I miss hearing people say "chromoly"....





Also, mag wheels ftw! Even though they weigh a ton....


----------



## mr_rainmaker (Sep 5, 2013)




----------



## mr_rainmaker (Sep 5, 2013)

wish I had a scanner I gots some cool pics from backintheday, got pics of matt hoffman when he just turned 14 showing up at the comp/ haro show and taking the haro team to SCHOOL on that tiny assed 1/4 pipe,and the manager running off to find a phone to call haro too tell them about this kid...


----------



## TRENCHLORD (Sep 5, 2013)

I just wanted Nicole to ride my handle bar. That is all.


----------



## Electric Wizard (Sep 5, 2013)

I dunno what the cutoff is for old school. I had some (I thought) pretty nice bikes back in the day;


First one was a Dyno Air in the mid '90s. Loved it to death. My best friend at the time had a gold Dyno Comp and we got into all sorts of hijinks on them.

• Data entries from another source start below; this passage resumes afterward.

PR #8058, opened 2026-01-17
logprob for non-overlapping switch accepts equivalent spellings  

### LINKED ISSUE #8049: ENH: extending equivalent non-overlapping switch logp forms
Extend the current measurable rewrite/logp to accept logically equivalent spellings such as `switch(x <= 0, a * x, x)` and swapped comparisons `(0 < x, 0 <= x)`. Users shouldn’t need to guess a single canonical syntax to get logp support. 

Related to: #7543

eclipse1605:
Closes #8049

### DIFF
--- a/pymc/logprob/switch.py
+++ b/pymc/logprob/switch.py
@@ -173,6 +173,7 @@ def _extract_scale_from_measurable_mul(
 
     return neg_branch.owner.inputs[1 - op.measurable_input_idx]
 
+
 @node_rewriter([tensor_switch])
 def find_measurable_switch_non_overlapping(fgraph, node):
     """Detect a non-overlapping scaled-branch switch and replace it by a measurable op.
--- a/pymc/logprob/switch.py
+++ b/pymc/logprob/switch.py
@@ -63,7 +63,8 @@ from pymc.logprob.utils import (
 class MeasurableSwitchNonOverlapping(MeasurableElemwise):
     """Placeholder for switch transforms whose branch images do not overlap.
 
-    Currently matches leaky-ReLU graphs of the form `switch(x > 0, x, a * x)`.
+    Currently matches graphs with branches `(x, a * x)` in either order and a zero-threshold
+    condition on `x` (e.g. `x > 0`, `x <= 0`, `0 < x`).
     """
 
     valid_scalar_types = (Switch,)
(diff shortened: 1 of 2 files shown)


pymc/logprob/switch.py
```diff
@@ -99,12 +104,59 @@ def _is_zero(v: TensorVariable) -> bool:
...
+                return (True, True)
+            if isinstance(scalar_op, GT):
+                # 0 > x  <=>  x < 0
+                return (False, False)
+            if isinstance(scalar_op, GE):
+                # 0 >= x  <=>  x <= 0
+                return (True, False)
+        return None
+
+    return _direct_form() or _swapped_form()
```
ricardoV94: Can we simplify this code?

tests/logprob/test_switch.py
```diff
@@ -23,16 +23,90 @@
...
+    ],
+)
+def test_switch_non_overlapping_logp_matches_change_of_variables(
+    cond_variant, true_branch_is_scaled
+):
     scale = pt.scalar("scale")
     x = pm.Normal.dist(mu=0, sigma=1, size=(3,))
-    y = pt.switch(x > 0, x, scale * x)
+
+    if cond_variant == "x_gt_0":
```
ricardoV94: Why not parametrize already with the objects you gonna need?

pymc/logprob/switch.py
```diff
@@ -179,41 +234,46 @@ def find_measurable_switch_non_overlapping(fgraph, node):
...
 
 
 @_logprob.register(MeasurableSwitchNonOverlapping)
-def logprob_switch_non_overlapping(op, values, cond, x, neg_branch, **kwargs):
+def logprob_switch_non_overlapping(op, values, cond, true_branch, false_branch, **kwargs):
     (value,) = values
 
-    a = _extract_scale_from_measurable_mul(
-        cast(TensorVariable, neg_branch), cast(TensorVariable, x)
+    match = _match_scaled_switch_branches(
```
ricardoV94: Instead of having to guess, you could normalize the switch so that it's always switch`(cond, x, neg_branch)`. You can write `switch(c, t, f) -> switch(~c, f, t)`.

Maybe this allows you to simplify more logic elsewhere?

ricardoV94 (commented):
I'm hoping we can simplify the code a bit further. Also let's get rid of all these `typing.cast`. It's in almost every line. Just mark the file as failing mypy if it requires so much work.

eclipse1605:
> I'm hoping we can simplify the code a bit further. Also let's get rid of all these `typing.cast`. It's in almost every line. Just mark the file as failing mypy if it requires so much work.

sure, is this a general convention we follow throughout the codebase?

pymc/logprob/switch.py
eclipse1605: ya makes sense, though we still can’t use cond directly inside the logprob, because cond depends on the latent x

ricardoV94:
> > I'm hoping we can simplify the code a bit further. Also let's get rid of all these `typing.cast`. It's in almost every line. Just mark the file as failing mypy if it requires so much work.
> 
> sure, is this a general convention we follow throughout the codebase?

No, but in general I favor not making our code a mess because of mypy

eclipse1605:
anyways i misunderstood mypy failing locally in the earlier commit, it wasn't required

pymc/logprob/switch.py
ricardoV94: in the logprob you should be able to assume you already have a canonical form, because that's how you made it in the rewrite

eclipse1605: actually i think we can do this and it should simplify the logprob. we can canonicalize in the rewrite so downstream logprob can assume one shape.

maybe something like this (pseudocode):
```py
# in measurable rewrite:
# detect either ordering + equivalent conditions
#   switch(cond(x ? 0),  x,   a*x)
#   switch(cond(x ? 0), a*x,  x)
# and also swapped comparisons like 0 < x, 0 >= x, ...

(x, ax, sem) = match_branches_and_condition(node)

# normalize to always: switch(cond_canon, x, ax)
if true_branch_is(ax):
    sem = negate(sem)          # because switch(c, ax, x) == switch(~c, x, ax)
cond_canon = cond_from_semantics(x, sem) 

return measurable_switch_non_overlapping(cond_canon, x, ax)

# then in logprob:
# assume inputs are already canonical: switch(cond_canon, x, a*x)
sem = parse_canonical_cond(cond_canon, x)
gate = value_based_gate(value, sem) 
return switch(gate, logp(x, value), logp(a*x, value)) + check(a > 0)
```

ricardoV94: yeah, let's see if it works

eclipse1605:
@ricardoV94 the failing test is flaky right?

eclipse1605:
@ricardoV94 anything left in this?

PR #8061, opened 2026-01-19
Progress bar follow up

ricardoV94:
Follow-up to #8055


pymc/progress_bar/backend.py
```diff
@@ -0,0 +1,13 @@
+#   Copyright 2026 - present The PyMC Developers
+#
+#   Licensed under the Apache License, Version 2.0 (the "License");
+#   you may not use this file except in compliance with the License.
```
ricardoV94: This file shouldn't be here

pymc/progress_bar/progress.py
```diff
@@ -242,32 +223,41 @@ def update(self, chain_idx: int, is_last: bool, draw: int, tuning: bool, stats)
         )
 
 
+class SimpleProgressBackend(Protocol):
```
ricardoV94, line 225: This complexity that comes from rich API should be hidden away. We should only need a description, counter and total for initialization and an advance function for the main loop

pymc/progress_bar/progress.py
```diff
@@ -81,6 +66,10 @@ def update(
     ) -> None: ...
 
 
+class NullProgressBackend(nullcontext):
+    def update(self, *args, **kwargs): ...
+
+
 class ProgressBarManager:
```
ricardoV94, line 71: We should rename this to reflect to very specific mcmc with multiple chains usage

jessegrabowski: Or try to generalize it more? I'd like if we could do away with the Simple class and use the column-headed table look for everything.

ricardoV94:
@jessegrabowski we need this before we cut a release or we may have install issues because of the css file

ricardoV94:
@jessegrabowski we need this before we cut a release or we may have install issues because of the css file

jessegrabowski:
is it ready for review?

jessegrabowski (approved):

PR #8065, opened 2026-01-21
Implement Uniform and TruncatedNormal dims distributions

ricardoV94:
With the constraint that for free rvs the bounds must be constant. This touches on a limitation we have on transforms that depend on parameters. The previous strategy was to pass the rv inputs to the transform, but this doesn't work for derived variables like `XTensorFromTensor` and `DimShuffled` RVs, since the inputs of those are not the ones needed for the transform.

I'll be thinking about how to better handle this, so we can lift the restriction.

Also fixes a bug in `eval_rv_shapes` with `XTensorVariables` for which `.shape` returns tuples instead of a tensor

### DIFF
--- a/docs/source/api/dims/distributions.rst
+++ b/docs/source/api/dims/distributions.rst
@@ -12,8 +12,10 @@ Scalar distributions
 
    Flat
    HalfFlat
+   Uniform,
    Normal
    HalfNormal
+   TruncatedNormal
    LogNormal
    StudentT
    HalfStudentT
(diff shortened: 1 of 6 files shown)


ricardoV94:
> Also fixes a bug in eval_rv_shapes with XTensorVariables for which .shape returns tuples instead of a tensor

If you wonder why, I think that's what `.shape` should return so I decided to take that approach with XTensorVariables which are fresh anyway. Can reconsider.

This wouldn't have been a problem if pytensor function supported arbitrary tuple/list input/output format like any modern jit library does... We should open an issue for that

OriolAbril (commented):
everything looks and sounds good, I'll try to join the hackathons starting next week to go back to more active contributions on label related things

ricardoV94:
@OriolAbril was there a reason you didn't approve the PR? Did you want someone else to review?

jessegrabowski (approved):

PR #8068, opened 2026-01-23
Update links and remove reference to pymc 4

aloctavodia:
@OriolAbril The link [Exploratory Analysis of Bayesian Models](https://arviz-devs.github.io/EABM/) is giving trouble; you may have already told me how to fix it, but I can't remember.

### DIFF
--- a/.pre-commit-config.yaml
+++ b/.pre-commit-config.yaml
@@ -89,7 +89,7 @@ repos:
                contributing/versioning_schemes_explanation.md|
                learn/examples.md)
       entry: >
-          (?x)(arviz-devs.github.io|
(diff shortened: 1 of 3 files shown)


OriolAbril:
you have to update the pre-commit check to be more specific. It currently checks for [anything inside](arviz-devs.github.io https://github.com/pymc-devs/pymc/blob/main/.pre-commit-config.yaml#L92) to ensure it is referenced with cross-references instead. It should be updated to `arviz-devs.github.io/arviz` (old docs) like we did in pymc-examples

OriolAbril (approved):

PR #8201, opened 2026-03-17
Fix off-by-one progress bar bugs

jessegrabowski:
Progress bar is currently off by one when it completes, and @ricardoV94 is bullying me about it. The issue was we added a `-1` factor to the total at some point when we shouldn't have. This caused the samplers to stop at `n-1 / n` (for which I was bullied). In the case of SMC sampling, it caused the progressbar maximum to be 0, so progress immediately stopped and no timing info is given.

I also re-wrote the test_manager tests. They weren't testing anything, just type checks and deterministic code paths. I added some tests that would have caught these off-by-one bugs.

I also simplified the `is_last` logic. Previously it was trying to calculate the remaining steps then advancing by that much, then doing a cleanup step. Now we just directly set the total completed to the expected total. This should be 100% bulletproof against embarrassing off-by-one bugs.

### DIFF
--- a/pymc/progress_bar/marimo_progress.py
+++ b/pymc/progress_bar/marimo_progress.py
@@ -183,12 +183,7 @@ class MarimoProgressBackend:
         self._task_state[task_id]["stats"] = stats
 
         if is_last:
-            # Ensure bar is fully filled on completion
-            total = self._task_state[task_id]["total"]
-            completed = self._task_state[task_id]["completed"]
-            remaining = total - completed
-            if remaining > 0:
-                self._task_state[task_id]["completed"] = total
+            self._task_state[task_id]["completed"] = self._task_state[task_id]["total"]
 
         self._render()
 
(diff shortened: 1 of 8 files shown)


jessegrabowski:
Failures look unrelated?

fonnesbeck (approved):
LGTM. Let's merge this first and I can rebase #8184 from it.

I was getting the same failures for #8184 and they magically disappeared one day.

ricardoV94:
The failures was due to patches on main that are not in V3 yet. I changed the branch of both PRs to main (@fonnesbeck 's a few days ago, which is how they "magically" went away)

fonnesbeck:
Magic!

ricardoV94:
It's hanging in the `Check for changes` job

ricardoV94:
@fonnesbeck merged

jessegrabowski:
> Magic!

Any sufficiently advanced Ricardo PR is indistinguishable from magic

PR #8203, opened 2026-03-17
add optional TypedDict type annotations for pm.Model

williambdean:
## Description

Adds optional TypedDict type annotations to `pm.Model`. Works both pm and pmd distributions.

Example:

Then around maybe '02 I got a Haro Nyquist R2





Rode that until I was old enough to drive, and then summarily forgot about biking like any good American. 

Happy to say that I'm finally getting back into cycling now that I live somewhere that has bike lanes.


----------



## Thep (Sep 6, 2013)

Besides guitar, BMX was my favorite hobby as a teenager. I was never really good at it, but I was obsessed with everything Dave Mirra and Ryan Nyquist. 

Had a Haro F3 until it was stolen. Was really bummed that my mom didn't buy me a new one, but it was a good thing since I was off to college and my children's health insurance would expire. I knew we wouldn't be able to afford any medical bills if/when a bad accident would happen.

I think about getting back into it every week, but I'm going to wait till until I have all my ducks in order.


----------



## watson503 (Sep 6, 2013)

I used to love bmx/freestyle way back when - first bike I got was a Diamondback Viper, saved my lunch money for what seemed like forever only to have it stolen by a pos that was almost ten years older than I was not even two weeks after I got it. About two years later I finally got a GT Pro Performer that looked just like this one but I added on a Dyno (I think) sprocket that looked like a compact disc lmao, Mushroom grips, and a pair of red die caps. I traded that bike about 15 years ago for a shitty tattoo, I could kick myself still to this day for ever getting rid of it. Those were great times.


----------



## tommychains (Sep 6, 2013)

Not too old but figured I would contribute.

I started bmx when I was around 9. Had a shitty little mongoose but it got me on my way.

When I turned older I got this awesome diamondback bmx bike. Pegs welded to the bike and 100 percent chrome. Pissed off a lot of drivers on those sunny days  that bike was indestructible and heavy as hell. I was always doing crazy jumps and even mountain trails with huge cliffs and downed trees me and the guys would ride across.

One day I got an old haro f1 from 1990 with a lot of mods including a pitchfork fork, custom machined sprocket and brake lines and levers off an old mongoose. It was a lot lighter so I decided I could fly, but I'll get to that in a minute.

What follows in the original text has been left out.